Sun Yat-sen University logo

Sun Yat-sen University

Status and phase

Enrolling
Phase 2

Conditions

Immune Checkpoint Therapy
Radiotherapy
Neoadjuvant Therapies

Treatments

Combination Product: Node-Sparing Radiotherapy(24Gy/4F) plus Chemotherapy and PD-1 inhibitor
Combination Product: Node-Sparing Radiotherapy(25Gy/5F) plus Chemotherapy and PD-1 inhibitor

Study type

Interventional

Funder types

Other

Identifiers

NCT07230639
2025ZSLYEC502

Details and patient eligibility

About

Most colorectal cancers are microsatellite stable (MSS) or mismatch repair-proficient (pMMR) subtypes, which show limited efficacy to PD-1 inhibitors. Radiotherapy can enhance the release of tumor-associated antigens, thereby improving the responsiveness of pMMR/MSS colorectal cancers to PD-1 blockade. Tumor-draining lymph nodes (TDLNs) are critical sites where PD-1 inhibitors exert their antitumor effects; however, previous studies have reported that direct radiation-induced damage and fibrosis may impair lymphatic drainage and antitumor immunity.
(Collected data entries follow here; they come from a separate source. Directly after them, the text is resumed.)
PR #492, opened 2019-05-07
Create models for storing multiple profile/program types

### LINKED ISSUE #491: Create models to store multiple profile and program types for profiles
Related to https://github.com/mozilla/network-pulse/issues/1055

This creates the models for allowing us to associate profiles with multiple profile and program types with extra information like year, cohort, and order.

gideonthomas:
Fix #491 

This allows us to:
1. Associate profiles with multiple profile types and identify if they are current of past roles.
2. Associate profiles with multiple programs and identify which year/cohort they were associated with each program.

The relationships are ordered, e.g. it allows us to say a profile was a staff member and a fellow, in that order.


pulseapi/profiles/models/categories.py
```diff
@@ -59,3 +63,80 @@ class ProgramYear(models.Model):
...
+
+    year = models.PositiveSmallIntegerField(
+        # TODO: Change to MaxValueValidator with callable when
+        #       we update to Django > v2.2
+        validators=[YearValidator(max_offset=2)],
+        null=True,
+        blank=True,
+    )
+
+    cohort = models.CharField(
```
Pomax: Since "cohort" can be either a name or a year in natural language, it's probably worth calling this `cohort_name`

pulseapi/profiles/models/categories.py
```diff
@@ -59,3 +63,80 @@ class ProgramYear(models.Model):
...
+
+    def clean(self):
+        # Don't allow both the cohort and year to be empty
+        if self.year is None and not self.cohort:
+            raise ValidationError(
+                _('Either the year or cohort must have a value')
+            )
+
+    class Meta:
+        verbose_name = 'Profile participation in a program'
```
Pomax: hm, what would the plural be?

pulseapi/utility/validators.py
```diff
@@ -0,0 +1,36 @@
...
+    message = _('The year must be between %(min_year)s and %(max_year)s.')
+    code = 'year_value'
+
+    def __init__(self, min_offset=10, max_offset=10):
+        self.min_offset = min_offset
+        self.max_offset = max_offset
+
+    def __call__(self, value):
+        current_year = date.today().year
+        min_year = current_year - self.min_offset
```
Pomax: This is a bit of a curious system: every year this would require we "bump-down" the min_offset just to preserve the min year. In this case it feels more sensible to peg the years, rather than to bracket around the current year.

pulseapi/profiles/models/profiles.py
```diff
@@ -182,6 +182,7 @@ def thumbnail_image_tag(self):
         default=False
     )
 
+    # TODO: Deprecate
```
Pomax: Just to make sure, this would be a followup with a migration function to build the new tuple objects?

pulseapi/profiles/models/categories.py
```diff
@@ -59,3 +63,80 @@ class ProgramYear(models.Model):
 
     def __str__(self):
         return self.value
+
+
+class UserProfileProgramParticipation(models.Model):
```
Pomax: It feels like there should be a better name for this thing =D

pulseapi/profiles/models/categories.py
```diff
@@ -59,3 +63,80 @@ class ProgramYear(models.Model):
...
+    program = models.ForeignKey(
+        'profiles.ProgramType',
+        on_delete=models.CASCADE,
+        related_name='participation',
+    )
+
+    year = models.PositiveSmallIntegerField(
+        # TODO: Change to MaxValueValidator with callable when
+        #       we update to Django > v2.2
+        validators=[YearValidator(max_offset=2)],
```
Pomax: This feels like something that would need yearly updating... (See comment below)

pulseapi/profiles/models/categories.py
```diff
@@ -59,3 +63,80 @@ class ProgramYear(models.Model):
...
+class UserProfileProgramParticipation(models.Model):
+    profile = models.ForeignKey(
+        'profiles.UserProfile',
+        on_delete=models.CASCADE,
+        related_name='program_participation',
+    )
+
+    program = models.ForeignKey(
+        'profiles.ProgramType',
+        on_delete=models.CASCADE,
```
Pomax: I'm not sure CASCADE is the right policy here - cascading when the user gets deleted makes sense, but when a program gets deleted we probably want to preserve this "tuple" for historical "this user was in program X at some point, even though that program no longer exists"?

pulseapi/profiles/models/categories.py
```diff
@@ -59,3 +63,80 @@ class ProgramYear(models.Model):
...
+    profile_type = models.ForeignKey(
+        'profiles.ProfileType',
+        on_delete=models.CASCADE,
+        related_name='related_profiles',
+    )
+
+    is_current = models.BooleanField(default=True)
+
+    def __str__(self):
+        is_was = 'is' if self.is_current else 'was'
```
Pomax: best. varname.

pulseapi/profiles/models/categories.py
gideonthomas: ah good question I'll add that in as "List of profile/program associations" or something like that

pulseapi/utility/validators.py
gideonthomas: hmm, that's a very good point! Yeah I'll peg down the current year.

pulseapi/profiles/models/profiles.py
gideonthomas: I don't think it'll be a migration. I guess it's an open question - we can get rid of this at the model level OR, we can just keep it and use versioning to deprecate properties.

pulseapi/profiles/models/categories.py
gideonthomas: yeah I'm not good at naming bridge tables. Any suggestions?

pulseapi/profiles/models/categories.py
gideonthomas: Since the offset is from the current year we won't need to update. I'll peg down the min year (makes sense since it's static). But, for max_year, it will automatically change based on the current year. So every year, when we want to set a value for the `year` property, we can set it up to that year + 2 years ahead. So for example, in 2021, it will automatically allow to set the year to be up to 2023.

Now, the `2` offset is arbitrary (well sorta, I decided based on - we don't plan program members beyond 2 years). Happy to change that to something else.

pulseapi/profiles/models/categories.py
gideonthomas: I can change it. I was thinking that programs should never be deleted (even if it no longer exists).

pulseapi/profiles/models/categories.py
gideonthomas: I spent about 15 mins trying to figure out what word class "is" and "was" belong to. Is it a verb?

pulseapi/profiles/models/categories.py
Pomax: Thinking about it some more, this tuple basically literally encodes a `Cohort` record

pulseapi/profiles/models/categories.py
Pomax: if the program has no associated users, deleting should be fine (because it doesn't alter the public-facing data in any way) but between "not deleting programs" and "cascading a delete", the former feels like the better policy.

pulseapi/profiles/models/categories.py
```diff
@@ -59,3 +63,79 @@ class ProgramYear(models.Model):
...
+
+    program = models.ForeignKey(
+        'profiles.ProgramType',
+        on_delete=models.PROTECT,
+        related_name='profile_cohort_records',
+    )
+
+    year = models.PositiveSmallIntegerField(
+        # TODO: Change to MaxValueValidator with callable when
+        #       we update to Django > v2.2
```
Pomax: do we have an issue filed for updating Django? If not, let's file one and then we can refer to the gh link here, too.

pulseapi/profiles/models/categories.py
Pomax: 2 sounds reasonable to me.

pulseapi/profiles/models/categories.py
Pomax: it is. It's the present and past tense of "to be", a verb that acts as [copula](https://en.wikipedia.org/wiki/Copula_(linguistics)#Grammatical_function) in English.

pulseapi/profiles/models/categories.py
gideonthomas: https://github.com/MozillaFoundation/mofo-devops/issues/673

pulseapi/profiles/models/categories.py
```diff
@@ -59,3 +63,85 @@ class ProgramYear(models.Model):
...
+        self.full_clean()
+        super().save(*args, **kwargs)
+
+    class Meta:
+        verbose_name = 'cohort record'
+        # This meta option creates an _order column in the table
+        # See https://docs.djangoproject.com/en/1.11/ref/models/options/#order-with-respect-to for more details
+        order_with_respect_to = 'profile'
+        indexes = [
+            models.Index(fields=['profile', '_order'], name='uk_membership_profile_order'),
```
Pomax: what is `uk_`? (the only thing I can think of is the UK, which would be very strange =)

pulseapi/profiles/models/categories.py
```diff
@@ -59,3 +63,85 @@ class ProgramYear(models.Model):
...
+    def __str__(self):
+        copular_verb = 'is' if self.is_current else 'was'
+        return f'{self.profile.name} {copular_verb} a {self.role}'
+
+    class Meta:
+        # This meta option creates an _order column in the table
+        # See https://docs.djangoproject.com/en/1.11/ref/models/options/#order-with-respect-to for more details
+        order_with_respect_to = 'profile'
+        indexes = [
+            models.Index(fields=['profile', 'is_current', '_order'], name='uk_role_profile_current_order'),
```
Pomax: same here, what is `uk_`?

pulseapi/profiles/models/categories.py
gideonthomas: it's a db convention (so you'll only see this in the db) that stands for "unique key". We follow this for other indexes in pulse-api as well.

Pomax: I am having a hard time finding that mentioned anywhere in the django documentation - there isn't any mention of `uk_` anywhere on the link in line 114, so can I ask where this convention is codified, and can we add a comment with that link in one of the places `uk_` is used?

Pomax: after discussion on slack, R+ if there's a comment that explains what `uk_` means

Early reports have demonstrated a remarkable pathological complete response (pCR) rate of 77.8% with lymph node-sparing short-course radiotherapy (25 Gy in 5 fractions) in locally advanced rectal cancer. In metastatic colorectal cancer, single-fraction high-dose irradiation (6-8 Gy) has been shown to induce robust abscopal effects. Based on these findings, our study aims to evaluate whether lymph node-sparing hypofractionated radiotherapy (25 Gy/5F or 24 Gy/4F) followed sequentially by chemotherapy and PD-1 blockade can increase the pCR rate, improve tolerability, and ultimately enhance outcomes in patients with pMMR/MSS high-risk locally advanced colon cancer.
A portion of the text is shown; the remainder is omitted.